NOTES. Three-year Bible reading plan.

NOTES for LukĀ 4:14-44

The problem of insiders and outsiders has always existed, in every society and every culture. Everywhere and always it has turned out that it is better to be an insider than an outsider. But then the Messiah came into the world, and it turned out that everything was not so simple. It turned out that an insider is not necessarily someone we know. Most often it is someone we think we know. And this is understandable: we perceive our own people as part of the familiar and known world. There is no need to look closely at them, and no need to listen carefully to their words. In general, we already know more or less what our own people can tell us.

Outsiders are another matter. An outsider is always someone you do not know. Someone who is not part of the known and familiar world, and here it does not matter where he is from: another continent or the neighboring village. Outsiders are often rejected, but they are always looked at closely. People listen to what they say. Not necessarily in a friendly way, but always attentively. After all, an outsider has to be understood. Or at least explained to oneself. Explanation is often an illusion of understanding. Understanding presupposes the perception of another person as he is.
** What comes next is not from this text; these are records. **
PR #7401, opened 2022-07-06
feat(proxy-rewrite): create use_real_request_uri_unsafe option

ilteriseroglu-ty:
### Description

This PR fixes #7386.

As per the linked issue:

> During our tests we have noticed that APISIX always uses the normalized/decoded URI coming from nginx (as per its design, which isn't an issue), and this creates an edge case where a backend that _requires_ URL Encoded URIs to not work properly (i.e. GitLab API calls that reference paths inside a project use `%2F` instead of `/`).

This PR implements an option named `use_real_request_uri_unsafe` to utilize `real_request_uri` (which is originally `request_uri` in nginx; its the request uri that's _not_ normalized) and bypass all encoding calls inside.

### Checklist

- [x] I have explained the need for this PR and the problem it solves
- [x] I have explained the changes or the new features added to this PR
- [x] I have added tests corresponding to this change
- [x] I have updated the documentation to reflect this change
- [x] I have verified that this change is backward compatible (If not, please discuss on the [APISIX mailing list](https://github.com/apache/apisix/tree/master#community) first)

PR #8564, opened 2022-12-23
fix(proxy-rewrite): fix url normalization bypass

ilteriseroglu-ty:
### Description

This PR fixes a bug where ctx.var.upstream_uri is not set when use_real_request_uri_unsafe is enabled.

It seems that somewhere in the runtime chain (LuaJIT?) a memory jump occurs and ctx.var.upstream_uri _does_ get set even though it definitely **shouldn't**. Hence why this got unnoticed in the CI tests of #7401.

### Checklist

### DIFF
--- a/apisix/plugins/proxy-rewrite.lua
+++ b/apisix/plugins/proxy-rewrite.lua
@@ -297,6 +297,8 @@ do
         else
             ctx.var.upstream_uri = upstream_uri
         end
+    else
+        ctx.var.upstream_uri = upstream_uri
     end
 
     if conf.headers then


apisix/plugins/proxy-rewrite.lua
```diff
@@ -297,6 +297,8 @@ do
         else
             ctx.var.upstream_uri = upstream_uri
         end
+    else
+        ctx.var.upstream_uri = upstream_uri
```
spacewander, line 301: If `ctx.var.upstream_uri` is empty, Nginx will proxy the request with the client's path. Why do we need to set the uri here?

ilteriseroglu-ty: To be quite honest, I don't know. _But_, a route to a GitLab API backend running at couple thousand requests/s has almost 50 percent error rate without this change because the request uri gets normalized _somewhere_ in the execution chain, even though it shouldn't be because `use_real_request_uri_unsafe` is set.

For instance `/api/v4/projects/12345/repository/files/technology%2Ftest.yaml?ref=stage` will be normalized down to `/api/v4/projects/12345/repository/files/technology/test.yaml?ref=stage` without this change, which shouldn't happen as this route has `use_real_request_uri_unsafe` enabled (which we did confirm).

tokers: Do you have reproducible steps for this?

spacewander: > To be quite honest, I don't know. _But_, a route to a GitLab API backend running at couple thousand requests/s has almost 50 percent error rate without this change because the request uri gets normalized _somewhere_ in the execution chain, even though it shouldn't be because `use_real_request_uri_unsafe` is set.
> 
> For instance `/api/v4/projects/12345/repository/files/technology%2Ftest.yaml?ref=stage` will be normalized down to `/api/v4/projects/12345/repository/files/technology/test.yaml?ref=stage` without this change, which shouldn't happen as this route has `use_real_request_uri_unsafe` enabled (which we did confirm).

Interesting. AFAIK, the "missing" assignment here is intended.
Because `upstream_uri` here is equal to `ctx.var.uri`:
https://github.com/ilteriseroglu-ty/apisix/blob/f6d05266852e8a46b8ef060e249c05c577a926f0/apisix/plugins/proxy-rewrite.lua#L263

While `ctx.var.uri` is normalized (see http://nginx.org/en/docs/http/ngx_http_core_module.html#var_uri), assigning it to `ctx.var.upstream_uri` will break the `use_real_request_uri_unsafe`.

Before use_real_request_uri_unsafe is added, we always assign `upstream_uri` to `ctx.var.upstream_uri`:
https://github.com/apache/apisix/blob/964a92ee773264999eb67d0cd5539baf8961001b/apisix/plugins/proxy-rewrite.lua#L171-L179

That's why we don't assign it anymore when use_real_request_uri_unsafe is set.

ilteriseroglu-ty: If `use_real_request_uri_unsafe` gets set, the local `upstream_uri` becomes `ctx.var.real_request_uri`:

https://github.com/apache/apisix/blob/0f1391693bf98a38c7716b1091f40181de8690bb/apisix/plugins/proxy-rewrite.lua#L263-L265

`ctx.var.real_request_uri` is used instead of `ctx.var.request_uri` as the nginx native `request_uri` is rewritten in init.lua to use the normalized version instead:

https://github.com/apache/apisix/blob/5822eca9a28ff7b92dc7fc0431281eb62dd60ba8/apisix/init.lua#L509-L513

Normally, everything should work *without* this PR (as I authored the original `use_real_request_uri_unsafe` change) but, after examining an issue where this didn't work half the time when the system was under load; I had to set `ctx.var.upstream_uri` to `upstream_uri`, which is set to `ctx.var.real_request_uri` because `use_real_request_uri_unsafe` is set.

I am not sure whether this is an issue under LuaJIT or something else.

spacewander: I see. Can you add a test case to cover this? You can learn how to write test by reading https://github.com/apache/apisix/blob/master/docs/en/latest/internal/testing-framework.md

PR #8567, opened 2022-12-24
feat: consumer-restriction plugin support consumer_group_id type

### LINKED ISSUE #8563: feat: As a user, I want to configure consumer_group_id in consumer-restriction plugin, so that we can limit consumers by group_id
### Description

Hello, I found that we don't support configuring `consumer_group_id` in [consumer-restriction](https://apisix.apache.org/docs/apisix/plugins/consumer-restriction/) plugins.

I think we can support configuring `consumer_group_id` in this plugin so that we can limit consumers by group id; it will be easier for users.

refer: 
https://apisix.apache.org/docs/apisix/plugins/consumer-restriction/
https://apisix.apache.org/docs/apisix/admin-api/#consumer-group

ronething:
### Description

Fixes #8563

consumer-restriction plugin add `consumer_group_id` type

### Checklist


starsz (approved):

t/plugin/consumer-restriction.t
```diff
@@ -1436,3 +1436,254 @@ passed
 GET /t
 --- response_body
 passed
+
+
+
+=== TEST 54: create consumer group(group1)
```
spacewander, line 1442: Could you move the new tests to a new file?

> When the test file is too large, for example > 800 lines, you should split it to a new file. Please take a look at t/plugin/limit-conn.t and t/plugin/limit-conn2.t.

https://github.com/apache/apisix/blob/master/CONTRIBUTING.md#check-code-style-and-test-case-style

ronething: done.

starsz (approved):

spacewander (approved):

Explanation begins when we perceive this other person as we want to see him, so that he will fit within the bounds of our perception of the world familiar and known to us.

Christ can and must be accepted as He is. And He can and must be understood too - also as He is. But He does not need to be explained. Not to ourselves and not to others. Provided, of course, that we want to communicate with Christ and not with our images of Christ. And here it turns out that it is easier for those to whom He is an outsider. They know nothing about Him. His own people also know nothing about Him, but they think they know everything. Unlike outsiders, who at least are not mistaken about their ignorance. And it is this way not only with Him.

It is this way with God too. With His heavenly Father. It is no accident that Jesus gives examples from ancient Jewish history of God's not being recognized by His own people. A failure to recognize Him that separates people from God. And from the Messiah too. For God or the Messiah to begin to act, a person must want it. And must turn directly to God. Directly to Christ. But not to those images of God or Christ that he has invented for himself. Otherwise even the Kingdom may turn out to be unreal. Imagined. And so may life in it.